Popaul emploi (3)
Avant la loi de protection du secteur privé, tous ceux qui s’en donnaient les moyens pouvaient obtenir rapidement un job. Ils entraient par exemple dans un magasin, défonçaient un agent de sécurité et hop, ils pouvaient endosser son uniforme et commencer à surveiller la clientèle. Ou mieux, ils feignaient d’acheter une bouteille de pinard, assommaient une caissière avec puis la remplaçaient dans la foulée. Conséquence de cette technique plus sournoise, les caissières devinrent exclusivement des caissiers qui eux-mêmes devinrent de plus en plus balaises et impitoyables (certains rackettèrent les clients).
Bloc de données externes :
PR #933, opened 2022-02-02
SysCommand() to remove ANSII VT100 Esc codes & archlinux-keyring fix

Torxed:
I also moved `package.py` into its own folder `lib/packages/*.py`, as that's something I want to expand on a lot, so package related stuff should go in there.
* I created a `installed_package()` function which gets information about the locally installed package.
* I changed so that `find_packages()` and `find_package()` returns a data-model instead for the package information. This should unify and make sure we detect issues down the line.
* Added support for comparing versions against each other, between upstream package searches and local package data models
* Fixed issue with `SysCommand` and `SysCommandWorker` where it would not remove ANSII VT100 escape codes, which meant that they made their way into the output result. By default it now cleans up any known escape codes.
* With the above support, we now only run `pacman -S archlinux-keyring` in **guided** when necessary. This should avoid the issue mentioned in #917 

This can be tested with:
```python
import archinstall

upstream = archinstall.find_package('archlinux-keyring')
local = archinstall.installed_package('archlinux-keyring')

print(f'Upstream: {upstream.pkg_version}')
print(f'Downstream: {local.pkg_version}')
print(f'Local outdated: {local.pkg_version < upstream.pkg_version}')
```


Torxed:
Just realized while testing that pydantic is not a builtin library >_<
I'll have to revert this one until further notice.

Pendant une période d’environ trois mois, tous ceux qui avaient des petits boulots furent assaillis par des chômeurs déterminés à redevenir actifs. Les scènes de pugilat se multiplièrent dans tous les secteurs d’activité pour les emplois non qualifiés. Évidemment, pour exercer une profession dite « intellectuelle » il était interdit d’avoir recours à la force. Les journalistes, avocats ou encore médecins n’étaient pas concernés par cette « nécessaire » réforme du travail. Ils pouvaient donc continuer à pratiquer leur métier en toute sérénité contrairement à la majorité de la populace. Mais cela était logique après tout. N’était-ce pas les mêmes têtes pensantes qui siégeaient à l’Assemblée Nationale ? Il fallut que les représentants du patronat montent au créneau pour que les prises de postes spontanées cessent dans le secteur privé. En effet, si ce mode révolutionnaire de recrutement permettait d’avoir les éléments les plus forts, les plus motivés et les plus efficaces, il nuisait au bon fonctionnement de l’entreprise. Pas un jour ne se déroulait sans bagarre et malgré la prise en charge des coûts des dégâts par la collectivité, les pertes quotidiennes au niveau de la productivité n’étaient pas négligeables et handicapaient les firmes françaises à l’international. Aussi, soucieux de contenir la colère de la masse toujours croissante des sans-emplois qui menaçait d’exploser, décida-t-on de circonscrire ce procédé au secteur public. En prenant soin, toutefois, de limiter cet accès au travail à un nombre réduit d’administrations et d’agents (en grande partie ceux de petites catégories ayant des missions d’accueil). Les assassins d’un cadavre en charpie s’efforcent toujours d’alléger leurs coups pour croire à leur innocence.
Alors que le golgoth dernière génération s’approche de son box, Georges compresse ses burnes entre ses cuisses velues. Ironie du sort, il a la pénible impression d’être devenu le vieil agent tout proche de la retraite, l’exacte réplique de celui qu’il avait envoyé à l’hosto jadis. Il le sait, il ne fera pas le poids face à cet indestructible combattant, buveur de sang inassouvi. Il a manqué trop d’entrainements, a trop mangé de plats en sauce et de chips. Ses collègues le lui ont reproché d’ailleurs. « Fais gaffe, Georges, à force d’esquiver les séances de crossfit et de combat rapproché, tu vas ramollir. Viens pas pleurer après si un vrai client te dégage ». Georges prenait ces remarques à la légère, arguant que les vrais clients se raréfiaient à cause, justement, du physique de plus en plus dissuasif du personnel. Et puis, se vantait-il, s’il s’en présentait un, un jour, il saurait le recevoir ! « Tu ne devrais pas parler comme ça » avait juste dit Maxence à la manière d’un vieux sage. Oui, peut-être aurait-il dû se taire, garder ses pensées à l’intérieur de son crâne. Ainsi, il aurait peut-être échappé à ce tête-à-tête de cauchemar digne d’un mauvais western de série Z. La brute et le croulant.